Saturday, April 12, 2014

Akua Djane: Being Proudly African

Akua Djane
The problem with African society today is the right to choose. In reality this should not be a problem, but it seems all the people's choices are about not being African anymore.

I recently engaged a group of people in a conversation in which I was lamenting the loss of our culture in Ghana. I made a comment that today fried rice is considered a national meal in Ghana, to which a young lady replied that if people wanted to eat fried rice, that was their business. In as much as I agree with that sentiment, I also think that we need to look at this at a deeper level. I have no problem with people eating fried rice. The problem arises when traditional meals, such as plantain and kontomire (a type of spinach) stew, are downgraded in favour of fried rice. Why should this bother me? I will tell you. 
The rice we consume in Ghana is imported from America and Thailand. For as long as we promote fried rice over plantain, it means our plantain farmers (if we have any more left in Ghana) will have less of a market. And this will lead to unemployment, which can lead to crime. And in the long run, this can affect me when I am mugged by a young boy who should be on a farm.  

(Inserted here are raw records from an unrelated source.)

PR #765, opened 2022-07-05
CUDA Nonbonded Precomputed

proteneer:
This is a pretty simple PR, and mirrors the nonbonded jax implementation identically.

Note: This class should be used for small-molecule intramolecular interactions only (ligands in particular). This class should not be used for the cancellation of nans since the interpolation of `q_ij, sig_ij, eps_ij` is done on python side and is *not* bit-wise cancellable with the exclusions.


timemachine/cpp/src/nonbonded_precomputed.cu
```diff
@@ -0,0 +1,94 @@
...
+    unsigned long long *d_du_dx,
+    unsigned long long *d_du_dp,
+    unsigned long long *d_du_dl,
+    unsigned long long *d_u,
+    cudaStream_t stream) {
+
+    if (P != 3 * B_) {
+        throw std::runtime_error(
+            "NonbondedPairListPrecomputed::execute_device(): expected P == 2*B, got P=" + std::to_string(P) +
+            ", 2*B=" + std::to_string(2 * B_));
```
badisa, line 61:
```suggestion
            "NonbondedPairListPrecomputed::execute_device(): expected P == 3*B, got P=" + std::to_string(P) +
            ", 3*B=" + std::to_string(3 * B_));
```

timemachine/potentials/nonbonded.py
```diff
@@ -326,6 +334,7 @@ def nonbonded_v3_on_precomputed_pairs(conf, params, box, pairs, offsets, beta: f
     conf: N,3
     params: P,3 (q_ij, s_ij, e_ij)
     pairs: P,2 (i,j)
+    offsets: P, 2 (w,) distance offsets for electrostatic and lj interactions
```
proteneer, line 337: note to self: fix

badisa (approved):

tests/nonbonded/test_nonbonded_precomputed.py
```diff
@@ -0,0 +1,95 @@
...
+    ixn_group_size,
+    precision,
+    rtol,
+    atol,
+    cutoff,
+    beta,
+    example_nonbonded_potential,
+    example_conf,
+    example_box,
+    rng: np.random.Generator,
```
mcwitt, line 50: nit: unused argument

mcwitt (approved):

tests/nonbonded/test_nonbonded_precomputed.py
proteneer: the conftest setup doesn't let me rename these - and I don't think I can just remove them.

proteneer: nevermind - I was just confused about how the conftest works. Thanks for resolving this offline.

PR #768, opened 2022-07-18
Support simulations without barostat and ensure same types for edge type

badisa:
- Previously we required a barostat, which will cause vacuum simulations to crash after awhile (box can always get smaller)
- `prepare_host_edge` and `prepare_vacuum_edge` didn't return the same type for masses, resulting in having to use them differently, it has been made so that both return masses as an `np.ndarray`


tests/test_free_energy.py
```diff
@@ -455,5 +455,27 @@ def test_absolute_vacuum():
     afe = free_energy.AbsoluteFreeEnergy(mol, bt)
 
     unbound_potentials, sys_params, masses = afe.prepare_vacuum_edge(ff_params)
-    assert masses == utils.get_mol_masses(mol)
+    assert np.all(masses == utils.get_mol_masses(mol))
     np.testing.assert_array_almost_equal(afe.prepare_combined_coords(), utils.get_romol_conf(mol))
+
+
+def test_vacuum_and_solvent_edge_types():
+    """Ensure that the values returned by the vacuum and solvent edges are all of the same time."""
```
maxentile, line 463:
```suggestion
    """Ensure that the values returned by the vacuum and solvent edges are all of the same type."""
```

maxentile (approved):

timemachine/fe/estimator.py
```diff
@@ -252,23 +253,27 @@ def simulate(
         integrator = copy.deepcopy(integrator)
         integrator.seed = np.random.randint(np.iinfo(np.int32).max)
 
-    if barostat.seed == 0:
-        barostat = copy.deepcopy(barostat)
-        barostat.seed = np.random.randint(np.iinfo(np.int32).max)
+    barostat_impl = None
+    if barostat is not None:
+        if barostat.seed == 0:
```
jkausrelay, line 258: nit: `if barostat is not None and barostat.seed == 0:`

jkausrelay (approved):
LGTM, minor comment

PR #769, opened 2022-07-18
Update to jax 0.3.14

jkausrelay:


environment.yml
```diff
@@ -4,7 +4,7 @@ channels:
   - openeye
 dependencies:
   - python=3.7
-  - jax=0.2.27
-  - jaxlib=0.1.75
```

The problem with the world is that we are all becoming so me, me, me that we forget how some of our actions can affect society as a whole. Each time a woman in Africa buys Brazilian hair, she empowers the Asian economy because it is not Africans who are producing these products. Rather than buy local Shea butter and black soap, which is suitable for the maintenance of our natural hair, our women in Ghana will wear Brazilian hair and buy all the products needed to make the Brazilian hair look nice!
The main problem for me is that under the guise of an individual’s freedom to be what they want to be, everything Ghanaian is being demonised. So if you eat traditional foods, which are healthier, you are considered as “colo” (old-fashioned). If you prefer or encourage women to wear their natural hair, you are considered radical or controversial. If you want to do only the traditional customary marriage, you are made to feel that you are indeed not properly married. You have to do a “white” wedding in church. Yet legally, customary marriage is the accepted norm of the land. 

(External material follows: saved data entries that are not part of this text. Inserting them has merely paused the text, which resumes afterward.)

PR #772, opened 2022-07-20
Move parallel client executor so it can be pickled

jkausrelay:


timemachine/parallel/client.py
```diff
@@ -97,13 +97,17 @@ def __init__(self, max_workers):
...
         """
-        ctxt = multiprocessing.get_context("spawn")
-        # (ytz): on python <= 3.6 this will throw an exception since mp_context is
-        # not supported
-        self.executor = futures.ProcessPoolExecutor(max_workers=max_workers, mp_context=ctxt)
         self.max_workers = max_workers
         self._idx = 0
 
+    @property
+    def executor(self):
```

So, the freedom to choose to have a white wedding in church has devalued the essence of the traditional customary wedding. By all means, people should have the right and freedom to do what they want to do and what they want to be. However, in doing so, they need to look at the long-term effect on society.  
I just don’t understand why the right to choose means those of us who choose to respect our cultures and traditions are made to feel as if we are rather in the wrong. When I talk about young boys walking around the streets of Ghana with their saggy jeans and underwear showing, I am told the world is moving, or has moved, forward. So I have to ask, forward to what?
Ashanti Akwasidea festival
In the days of yore, men went about in loincloth and women went about with their breasts exposed. If I choose to go out like that today, I would be branded old-fashioned. Maybe even crazy. Yet because saggy jeans came from America, that is accepted as okay! There is a very popular artiste in Ghana called Wanlov the Kubolor. He wears clothes and walks around barefoot. People think he is mad. Yet nobody questions the sanity of the young boys who wear saggy jeans, Timberlands and hooded tops in the Ghanaian heat!
Today the way some Ghanaian women dress leaves very little to the imagination. In fact I feel these women have devalued womanhood. Most of these women are walking around looking like hookers. But because they dress like Rihanna and BeyoncĂ©, this makes it acceptable. If I were to dress as my ancestors did and go out with my breasts hanging out, I would be considered a mad woman. Yet to dress like Nicky Minaj and have my breasts hanging out over a tight top is perceived as fashionable. You see the double standards? If it’s African, it’s crazy. If it’s from America or Europe, it’s fashionable and the right of the individual to choose it.  
Today in Ghana, the majority of women wear Brazilian, Peruvian or Indian hair. This is not all. They top the fake hair with Taiwanese nails and China-made eyelashes. If I wear my natural African hair, I am made to feel like a fool, like I don’t know what time it is. So once again the freedom to choose means those of us who choose the African way are stupid! 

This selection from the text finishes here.